The Psychopharmacologic Drugs Advisory Committee and Drug Safety and Risk Management Advisory Committee took up the proposed treatment for the scourge of TRD, a condition wherein patients turn up with major depressive disorder and, despite at least two trials of antidepressant treatment given at the right doses for an adequate duration in their episodes, have not responded to treatment. Just one drug for the indication has been approved by U.S. regulators: a fixed-dose combination of fluoxetine (a selective serotonin reuptake inhibitor) and olanzapine (an atypical antipsychotic), marketed as Symbyax by Indianapolis-based Eli Lilly and Co.

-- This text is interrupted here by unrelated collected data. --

PR #553, opened 2021-08-03
Simple fix that replaces an array with the `vec![]` macro. 

colbyn:
Simple fix that replaces an array with the `vec![]` macro (to get Rust analyzer to chill). 

Rust analyzer keeps complaining that `libs.extend(["framework=MobileCoreServices", "framework=UIKit"]);` is not an iterator. 

Replaced such with `libs.extend(vec!["framework=MobileCoreServices", "framework=UIKit"]);`.

Thanks! 
Colbyn

### DIFF
--- a/skia-bindings/build_support/ios.rs
+++ b/skia-bindings/build_support/ios.rs
@@ -93,7 +93,7 @@ pub(crate) fn link_libraries(abi: Option<&str>, features: &Features) -> Vec<&'st
     ];
 
     if abi != Some("macabi") {
-        libs.extend(["framework=MobileCoreServices", "framework=UIKit"]);
+        libs.extend(vec!["framework=MobileCoreServices", "framework=UIKit"]);
     }
 
     if features.metal {


pragmatrix:
Is this rust-analyzer complaining or an older Rust version? I think that this is caused if a Rust version before version 1.53 is used to run `cargo check` or `cargo clippy` (`IntoIterator` for arrays is implemented since version 1.53, see also: https://doc.rust-lang.org/std/vec/struct.Vec.html#method.extend-1).

colbyn:
@pragmatrix No, it builds just fine. I don't know what is wrong with rust-analyzer. The fix was simple, so I just thought I'd patch the library. But if you'd rather not merge it, I understand.

pragmatrix:
Merging, but I just wonder why this happens with your rust-analyzer installation and not mine. Ironically, I expect clippy to complain about this soon :).

colbyn:
Oh interesting, perhaps it's because I'm on nightly and you're on the weekly release, or somethings screwed up with my setup. 🤔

Ultimately, voting went in Janssen's favor. On the question, "Has the applicant provided substantial evidence of the effectiveness of esketamine for the treatment of treatment-resistant depression?" the vote was 14 yes, 2 no, and 1 abstention. Steven Meisel of the Fairview Health Services/Healtheast Care System in Minneapolis said he voted yes because "there isn't an option to say, 'yes but,'" adding that "it occurred to me that we don't really understand how this drug works." Esketamine could function not so much as an antidepressant but by "providing some sort of a high" like a party drug, he added. "At the same time, I said to myself, 'If that's the case, so what?'" Some who voted in favor of recommending approval expressed a wish that the data had been more robust, though Anne-Michelle Ruha from the University of Arizona College of Medicine in Phoenix seemed satisfied. "I was convinced that there was a significant effect and it's a hopeful treatment," she said.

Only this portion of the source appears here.